Unread postby gg3 » Sat 20 Jan 2007, 03:07:44

Seahorse, Threadbear: Good insights, probably correct. The reason I've been taking a hard line around here is to offset the potential for contagion of the outlaw mindset. It's easy to push a boulder downhill, takes more effort to push it uphill, thus the necessity to spend the effort and go beyond the minimum.

It's never too late for someone to change. Regardless of childhood, regardless of loves lost painfully, regardless of the future tense or the fear of no future at all.

Me & mine will do OK. If our plans work even halfway, our region will do OK. We'll farm and hunt and gather, we'll build and we'll defend, and we'll conserve and preserve. I just don't want to see other parts of the country or the world go to hell in handbaskets. Somalia is a warning, Ecotopia is a dream, and better to steer the course for the latter than abandon the ground to the former.

===

Mercurygirl raises the interesting point about what can bluntly be called assisted suicide. Where to draw the line? When to help? When does helping cross the line to causing?

In Oregon the legal standard is that the individual has to be able to swallow the dose of death-inducing medications, swallowing being the most basic act of will to signify the intention to die. To me that's a good place to draw a line, as with the Supreme Court on Roe v. Wade at the first trimester.
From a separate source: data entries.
PR #707, opened 2022-02-04
feat: allow to use webpack infrastructure logger

piecyk:
I agree that logger options where overcomplicated, and good that it was simplified in #695 but still having an option to use webpack infrastructure logger would be nice, matching other plugins. 

Maybe we can meet in the middle, this PR just use already provided infrastructure-logger enabling it via `webpack-infrastructure` option, imho this should be the default 😉

### DIFF
--- a/README.md
+++ b/README.md
@@ -70,7 +70,7 @@ module.exports = {
 ## Modules resolution
 
 It's very important to be aware that **this plugin uses [TypeScript](https://github.com/Microsoft/TypeScript)'s, not
-[webpack](https://github.com/webpack/webpack)'s modules resolution**. It means that you have to setup `tsconfig.json` correctly. 
+[webpack](https://github.com/webpack/webpack)'s modules resolution**. It means that you have to setup `tsconfig.json` correctly.
 
 > It's because of the performance - with TypeScript's module resolution we don't have to wait for webpack to compile files.
 >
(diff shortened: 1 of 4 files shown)


piotr-oles:
You can configure webpack to show infrastructure logs for the plugin:
```
  infrastructureLogging: {
    level: 'log',
    debug: /ForkTsCheckerWebpackPlugin/,
  },
```
Does this solve your issue?

piecyk:
> You can configure webpack to show infrastructure logs for the plugin:

Yes, but i'm not interested in those logs when writing code.

> Does this solve your issue?

No, as it still will print via console, overall i want everything being logged via webpack infrastructure logger, making the output consistent.

piotr-oles:
So basically you want to have a `[ForkTsCheckerWebpackPlugin]` prefix for all logs, even those that report type-checking errors, right?

piecyk:
Yes, keeping the formatting consistent, but here it's not only about the `prefix` it will also queue the messages correctly, checkout the https://github.com/webpack/webpack/blob/main/lib/node/nodeConsole.js

piotr-oles (approved):
Code seems legit, I will test it manually and if everything is good, we can merge this

piecyk:
Thanks 🙌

My parents were quite clear: No extraordinary lifesaving measures, no being kept alive as a vegetable on a respirator. My father's wishes were observed when he had his last cardiac event and lost brain functioning. My family would do likewise for my mother if that became necessary.

The fact of the availability of a dignified exit brings into sharp contrast the entire issue of pain relief for the living who are not in a vegetative state. Clearly it should be possible to alleviate pain, and the fact that opium poppies can be grown just about anywhere makes it possible to provide effective pain relief even after a major societal collapse. All other factors equal, this has got to be the first level of recourse.

On the other hand, dementia brings a harsh counterpoint: what to do when the body is functioning but the mind has gone?

And last but not least, what to do when resource shortages compel triage?

None of this would even be an issue but for the resource shortages, the prospect of widespread famine and pandemic and so on. Minus those factors the answer is obvious: keep people alive as long as they wish to be kept alive, provide pain relieving medications in whatever quantity is needed to relieve pain, and let people choose the circumstances of their death.

The mere removal of sustenance, in the form of food, water, and respiration, is probably a less peaceful death (even for someone in vegetative coma) than the use of an overdose of pain meds e.g. morphine. Thus compassion calls for the latter, rather than obedience to the dogma that a last-minute miracle might intervene in the former.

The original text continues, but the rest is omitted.